We live in a new era of data. It’s not just big data, it is modern data — with new types, sources, volumes, and locations of data like never before. We also live an era with new emerging solutions to meet the most pressing data integration challenges. This modern data is more complex and more distributed than anything we have encountered in the past, and if we are going to take advantage of it, then we must connect emerging data with modern data integration.

At Diyotta we have identified five key principles of modern data integration to unlock unprecedented new insight from the matrix of data that surrounds us. Working together, they take advantage of the evolution of new data and new platforms, rather than fighting against the rising tide.

Screen Shot 2015-09-03 at 10.05.49 PM


1. Take the processing to where the data lives.

There is too much data to move every time the need to blend or transform arise. The logic is simple — place agents where the data lives and process it locally. Carefully coordinated instructions should be sent to the agent, and the work done on the host platform before any data is moved. By taking the processing to where the data lives, you eliminate the bottleneck of the ETL server and decrease the movement of data across the network.

2. Fully leverage all platforms based on what they were designed to do well.

You wouldn’t use a pair of scissors to cut your grass, so why would you use Hadoop for speedy queries? If you’ve already invested in powerful databases and you are making new investments in modern data platforms, every platform has a set of workloads that it handles well and a set of built-in functions. Modern Data Integration allows you to call-out those native functions locally, process them within powerful platforms, and distribute the workload in the most efficient way possible. By fully leveraging existing platforms, you increase the performance of all of your data blending and enrichment while minimizing data movement.

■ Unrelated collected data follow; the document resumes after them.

PR #566, opened 2019-02-25
Update download link for SDK to 1.10.1

typewriter1:
The link was to 1.10, an old release.

### DIFF
--- a/README.md
+++ b/README.md
@@ -22,7 +22,7 @@ Installing Panda3D
 ==================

3. Move data point-to-point to avoid single server bottlenecks.

Since data is moving in all directions, it is vital to establish processes that move data point-to-point, rather than through a server. This new approach gives you the ability to move data at the right time. There are times when you want to move all of your data; but most of the time, it makes more sense to process it in its native environment, and then move the result data set. By moving data point-to-point and eliminating server bottlenecks, you get massive network savings and increase the speed at which you transfer data.

4. Manage all of the business rules and data logic centrally.

Who has the time to chase their data in different directions? Operating dispersed integration applications creates chaos in today’s changing data ecosystem. New data and modern data platforms must be managed centrally with all business rules and data logic in a single design studio. You can only do this in an architecture where a central design studio is completely separate from local processing agents using native functions. Managing all of your business rules and data logic centrally gives you complete transparency, accessible lineage, and maximum reuse. You’ll never have to waste your time redesigning flows.

5. Make changes using existing rules and logic.

Don’t waste your time doing the same job over again. With all management handled centrally, you are also able to keep all the existing business rules and data logic templates in the metadata repository. As a result, when changes need to be made with new data, new platforms or even migrations from one platform to another; you are able to make those changes quickly, using the existing rules and logic.


It’s time for a shift in paradigm to modern data integration so that we can spend more energy gaining insight from our data rather than fumbling around with it.